Additionally, firms will also need to address any regulations imposed on them by customers and, more rarely, suppliers. These can range from rules around the handling of classified government data, to protecting commercially confidential information. Businesses such as financial advisers, law firms and PR consultants need to be mindful of confidential data and ensure that files are stored – and shared – securely.
A further challenge for small organisations is that laws and regulations are not static. Businesses also need to plan for legal research or regulatory investigations.
The following are some steps towards and remaining compliant
- Data encryption and confidentiality – Businesses should have technology to ensure personal data collected is stored in encrypted form and also have internal mechanisms to guard against misuse by unauthorized access.
- Data minimization – purging the unnecessary data which is not required.
- Internal policies – businesses should ensure that all internal and external data collection/ data processing/ data retention policies are updated.
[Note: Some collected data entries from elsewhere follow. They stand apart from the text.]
PR #706, opened 2023-02-24
Unify explodeFiles() and bundleFiles()

hadley:


R/bundleFiles.R
```diff
@@ -127,14 +87,25 @@ bundleFiles <- function(appDir) {
   listBundleFiles(appDir)$contents
 }
 
+explodeFiles <- function(dir, files) {
+  files <- files[file.exists(file.path(dir, files))]
```
hadley, line 91: This makes it very clear that `explodeFiles()` is doing something weird. Should I make this a warning or error?

hadley: A warning is likely to be better, since this was previously silent.

R/bundleFiles.R
```diff
@@ -127,14 +87,25 @@ bundleFiles <- function(appDir) {
...
                                  rootDir = dir,
                                  depth = 0,
                                  totalFiles = 0,
-                                 totalSize = 0) {
+                                 totalSize = 0,
+                                 ignoreFiles = TRUE) {
   # generate a list of files at this level
-  contents <- list.files(dir, all.files = TRUE, no.. = TRUE, include.dirs = TRUE)
-  contents <- ignoreBundleFiles(dir, contents, depth = depth)
+  if (is.null(contents)) {
```
aronatkins, line 103: Question: Does this recursion get confused if some of the incoming `contents` are complex paths rather than paths at the root level? The depth calculation could be off with something like: `contents = c("index.Rmd", "images/logos/logo.png")`

aronatkins (approved):
Could you test more complex `appFiles` inputs to `explodeFiles`?

R/bundleFiles.R
hadley: `depth` is only needed for ignoring files and will go away in #700, so we can dodge that question 😄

Training sessions should be conducted to create awareness amongst the employees in relation to GDPR.
- Data processing agreements – businesses are required to have stipulated data protection obligations with third party processors.
- Consent to be user friendly – businesses need to ensure that consent forms for collection of data from the users should be in simple language so that consent can be provided by the users by a clear affirmative action and should signify agreement to the processing of personal data relating to the user.
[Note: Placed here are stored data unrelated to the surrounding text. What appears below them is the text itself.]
PR #709, opened 2023-02-24
Save deployments more aggressively

### LINKED ISSUE #270: Simplify download-edit-redeploy workflow
Right now, it's possible to download a bundle, edit it, and redeploy it to the same endpoint using the following steps:

1. Download the bundle using the Source Versions dialog and untar locally.
1. Edit and redeploy using:

```r
rsconnect::deployApp("content/path", server = "host", account = "username", appId = 1234)
```

Where `1234` is the ID of the downloaded app.

Things that make this less than awesome:

- Finding the app id is confusing. A downloaded bundle reads `app-<appId>-<bundleId>.tar.gz`. There is no cue distinguishing app ID from bundle ID other than position. 
    - The app ID is not included in the manifest; arguably it should not be, because the manifest identifies the content of the bundle and not the location where it is deployed.
- This workflow goes to a core collaboration use case that's likely to be repeated many times by many people with varying levels of familiarity with R, RStudio, Shiny/RMarkdown, and RStudio Connect. 
    - There might have to be IDE changes to get this to work as pleasantly as we'd like.

### LINKED ISSUE #677: `saveDeployment()` before upload?
It's possible for bundling or uploading to fail, which means that you lose useful metadata (e.g. `server` and `account`)
Would it make sense to `saveDeployment()` prior to uploading? e.g.

```R
saveDeployment(
  recordDir,
  target$appName,
  target$appTitle,
  target$username,
  target$account,
  accountDetails$server,
  serverInfo(target$server)$hostUrl,
  application$id,
  NULL, # previously bundle$id
  application$url,
  metadata
)
```

Would need to verify that you can still resume even when `bundle$id` is not set. (It doesn't look like `deploymentTarget()` ever uses `bundle$id` so maybe this is trivially true?)

hadley:
Fixes #677. Fixes #270.

### DIFF
--- a/NEWS.md
+++ b/NEWS.md
@@ -1,5 +1,11 @@
 # rsconnect 0.8.30 (development version)
 
+* `deployApp()` is more aggressive about saving deployment data, which should
+  make it less likely that you need to repeat yourself after a failed 
+  deployment. In particular, it now saves both before and after uploading the
+  contents (#677) and it saves when you're updating content originally created
+  by someone else (#270).
+  
 * `deployApp("foo.Rmd")` has been deprecated. It was never documented, and
   it does the same job as `deployDoc()` (#698).
 
--- a/R/deployApp.R
+++ b/R/deployApp.R
@@ -267,6 +267,12 @@ deployApp <- function(appDir = getwd(),
   # get the application to deploy (creates a new app on demand)
   withStatus("Preparing to deploy", {
     application <- applicationForTarget(client, accountDetails, target, forceUpdate)
+    saveDeployment(
+      recordPath,
+      target = target,
+      application = application,
+      metadata = metadata
+    )
   })
 
   # Change _visibility_ before uploading data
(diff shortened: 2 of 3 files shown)


R/deployApp.R
```diff
@@ -298,27 +303,17 @@ deployApp <- function(appDir = getwd(),
         bundle <- client$uploadApplication(application$id, bundlePath)
       }
     })
-  } else {
-    # redeploy current bundle
-    bundle <- application$deployment$bundle
-  }
 
-  # write a deployment record only if this is the account that owns the content
-  if (is.null(application$owner_username) ||
```
hadley, line 307: When you're deploying to content that you don't own (but still have permission to update), you still want to update the `lastSyncTime`, bundle id` etc.

NEWS.md
```diff
@@ -1,5 +1,11 @@
 # rsconnect 0.8.30 (development version)
 
+* `deployApp()` is more aggressive about saving deployment data, which should
```
aronatkins, line 3: aside: I totally missed that we have `forgetDeployment` to help clean-up those pesky repeats I'm always creating when testing!

aronatkins (approved):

- Demonstrating compliance – businesses are required to document all procedures and practices dealing with personal information of data subjects to prove compliance under the GDPR.
The financial consequences of a breach can be significant, and notification / remedying of breaches is both expensive and time-consuming. Aside from the financial ramifications, the risk of professional and reputational damage should not be underestimated, with data protection breaches increasingly at the forefront of the public and media conscience.
As duties on how businesses process data become more onerous, it is vital that SMEs and UAs are aware of their obligations and have adequate procedures in place. Insurers should insist that prospective insureds have robust policies and procedures to ensure that data is dealt with correctly and that the entity is registered with the ICO if appropriate.